Recorded data
⟨
PR #2517, opened 2023-05-31
vParquet3: add dedicated columns to parquet schema and block meta

### LINKED ISSUE #2528: vParquet3: Add dedicated columns to schema and block meta
Add spare columns to the parquet schema and extend the block metadata with column assignments. Change the encoding such that attributes are written to and read from dedicated spare columns if a column assignment is specified in the block metadata.

Is part of #2527

stoewer:
**What this PR does**:

This PR is a first step towards dynamically assignable dedicated columns for resource and span attributes. Attributes written to and read from spare dedicated columns depending on a column assignment in the block metadata.

Fixes #2528

**Checklist**
- [x] Tests updated
- [ ] ~Documentation added~
- [ ] ~`CHANGELOG.md` updated - the order of entries should be `[CHANGE]`, `[FEATURE]`, `[ENHANCEMENT]`, `[BUGFIX]`~


tempodb/encoding/vparquet2/dedicated_columns.go
```diff
@@ -0,0 +1,193 @@
...
+	dedicatedColumnTypeString    = "string"
+	dedicatedColumnScopeResource = "resource"
+	dedicatedColumnScopeSpan     = "span"
+)
+
+var (
+	// Column paths for spare dedicated attribute columns
+	dedicatedResourceColumnsByType = map[string][]string{
+		dedicatedColumnTypeString: {
+			"rs.list.element.Resource.DedicatedAttributes.String01",
```
stoewer, line 18: The column paths are actually not needed yet, but will be needed later for the querying part. For now only the number of entries is relevant.

tempodb/backend/block_meta_test.go
```diff
@@ -95,9 +95,41 @@ func TestBlockMetaObjectAdded(t *testing.T) {
...
+    "encoding": "zstd",
+    "indexPageSize": 250000,
+    "totalRecords": 124356,
+    "dataEncoding": "",
+    "bloomShards": 244,
+	"dedicatedColumns": [
+		{"scope": "resource", "name": "namespace", "type": "string"},
+		{"scope": "span", "name": "http.method", "type": "string"},
+		{"scope": "span", "name": "namespace", "type": "string"}
+	]
```
mapno, line 125:
```suggestion
    "dedicatedColumns": [
    	{"scope": "resource", "name": "namespace", "type": "string"},
    	{"scope": "span", "name": "http.method", "type": "string"},
    	{"scope": "span", "name": "namespace", "type": "string"}
    ]
```

mapno (approved):
LGTM

tempodb/encoding/vparquet2/dedicated_columns.go
```diff
@@ -0,0 +1,193 @@
...
+
+import (
+	v1 "github.com/grafana/tempo/pkg/tempopb/common/v1"
+	"github.com/grafana/tempo/tempodb/backend"
+)
+
+const (
+	dedicatedColumnTypeString    = "string"
+	dedicatedColumnScopeResource = "resource"
+	dedicatedColumnScopeSpan     = "span"
```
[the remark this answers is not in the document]
stoewer: I agree that can be beneficial to make types for the column scope and type. However, similar fields / types will exist in different places: config/overrides, block meta, and encoding. Adding types makes more sense if the definitions are shared across those parts. I’m not quite sure if we want to do this in the end. I’d rather wait until we have the other parts and then see if sharing types makes sense.

PR #2535, opened 2023-06-02
Make synchronous parquet iterator default

mdisibio:
**What this PR does**:
The new synchronous iterator added in #2165 has been running internally for awhile and going well, so this makes it the default.  Environment variables were swapped around so that we can revert back if needed.

I was also very lax about updating the changelog lately, and adds some missing entries. 

Fixes n/a

**Checklist**
- [ ] Tests updated
- [ ] Documentation added


joe-elliott (approved):

joe-elliott:
let's go synchronously!

PR #2536, opened 2023-06-02
Attempt to fix `"1" is not greater than or equal to "2"`

joe-elliott:
**What this PR does**:
Attempts to fix the infamous `"1" is not greater than or equal to "2"` error in CI. I was unable to track down exactly what the issue (or reproduce it locally), but I believe it's b/c the `appender.Commit()` is non atomic. In this case if the final flush happened to initiate in between writing the series and writing the exemplar then it would only receive 1 instead of the expected 2.

### DIFF
--- a/modules/generator/storage/instance_test.go
+++ b/modules/generator/storage/instance_test.go
@@ -26,9 +26,8 @@ import (
 	"go.uber.org/atomic"
 )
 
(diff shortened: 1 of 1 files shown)


joe-elliott:
alas, this has proven to be beyond me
⟩
■ **WHAT IS BEING ASKED**
Return only the number of lines above that include the word "from".

■ **EXPECTED ANSWER**
2